Exercise objective :: Begin at the line with "My understanding is" and write out every line after it, exactly, through the last line below, adding nothing.

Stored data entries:

PR #1323, opened 2025-12-16
(MAINT) Fix packaging for `zip` and `tgz`

michaeltlombardi:
# PR Summary

This change:

- Corrects the `Import-DscBuildData` function to retain the root project when refreshing the project data.
- Ensures the correct path is returned for `TgzTarget`.
- Ensures the `Build-RustProject` function selects the correct workspace member group when the user specifies an architecture.
- Ensures that `Build-DscPackage` calls `Build-DscZipPackage` with the required parameters when package type is `zip`.
- Fixes the `clean` section of the `build.ps1` script to only reset the Rust environment variables if the caching variable isn't null.

This change was tested locally to produce `.tar.gz` (WSL) and `.zip` (Windows 11) packages without errors.

## PR Context

Prior to this change, there were several issues that prevented the use of the `build.ps1` script to package builds for `zip` and `tgz`:

- The `Import-DscBuildData` function erroneously dropped the `root` project, which is used to add the `NOTICE.txt` file to the `bin` folder.
- The `Get-ArtifactDirectoryPath` failed to correctly define the `TgzTarget` property due to a mistaken key name (invalid `$` prefix).
- The `Build-RustProject` function had a bug in the implementation for specified (rather than `current`) architectures where incorrect casing caused the workspace member group to be an empty array.
- The `Build-DscPackage` function called `Build-DscTgzPackage` for the `zip` package type without passing any build parameters.
- The `clean` section of the `build.ps1` script always tried to reset the Rust environment variables, even when they hadn't been cached.

### DIFF
--- a/build.data.json
+++ b/build.data.json
@@ -218,10 +218,10 @@
       "IsRust": true
     },
     {
-        "Name": "dsc-lib-jsonschema-macros",
-        "Kind": "Library",
-        "RelativePath": "lib/dsc-lib-jsonschema-macros",
-        "IsRust": true
+      "Name": "dsc-lib-jsonschema-macros",
+      "Kind": "Library",
+      "RelativePath": "lib/dsc-lib-jsonschema-macros",
+      "IsRust": true
     },
     {
       "Name": "dsc-lib-osinfo",
--- a/build.helpers.psm1
+++ b/build.helpers.psm1
@@ -181,7 +181,10 @@ function Import-DscBuildData {
         | ConvertFrom-Json -AsHashtable
 
         if ($RefreshProjects) {
-            $data.Projects = Get-DscProjectData
+            [DscProjectDefinition[]]$rootProject = $data.Projects.Where({
+                $_.Name -eq 'root'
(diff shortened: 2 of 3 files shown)


andyleejordan (approved):
Thanks Mikey! This is tested and working with the caveat that it requires `-Architecture` to specified in both the build and release steps. As in, if left out, the default `current` doesn't work, and that seems to be a different (if related) issue.

michaeltlombardi:
> Thanks Mikey! This is tested and working with the caveat that it requires `-Architecture` to specified in both the build and release steps. As in, if left out, the default `current` doesn't work, and that seems to be a different (if related) issue.

My understanding is that was by-design when I was migrating from the old build script. What I would really like to change is needing separate invocations to build and package, at least for local development - functionally, not defaulting `-SkipBuild` to `$false` when `PackageType` is defined. I left it alone for now, but that would be more convenient.

I can also look into editing the behavior for requiring the `-Architecture` parameter in this or a follow up PR, too.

Written response ::
My understanding is that was by-design when I was migrating from the old build script. What I would really like to change is needing separate invocations to build and package, at least for local development - functionally, not defaulting `-SkipBuild` to `$false` when `PackageType` is defined. I left it alone for now, but that would be more convenient.

I can also look into editing the behavior for requiring the `-Architecture` parameter in this or a follow up PR, too.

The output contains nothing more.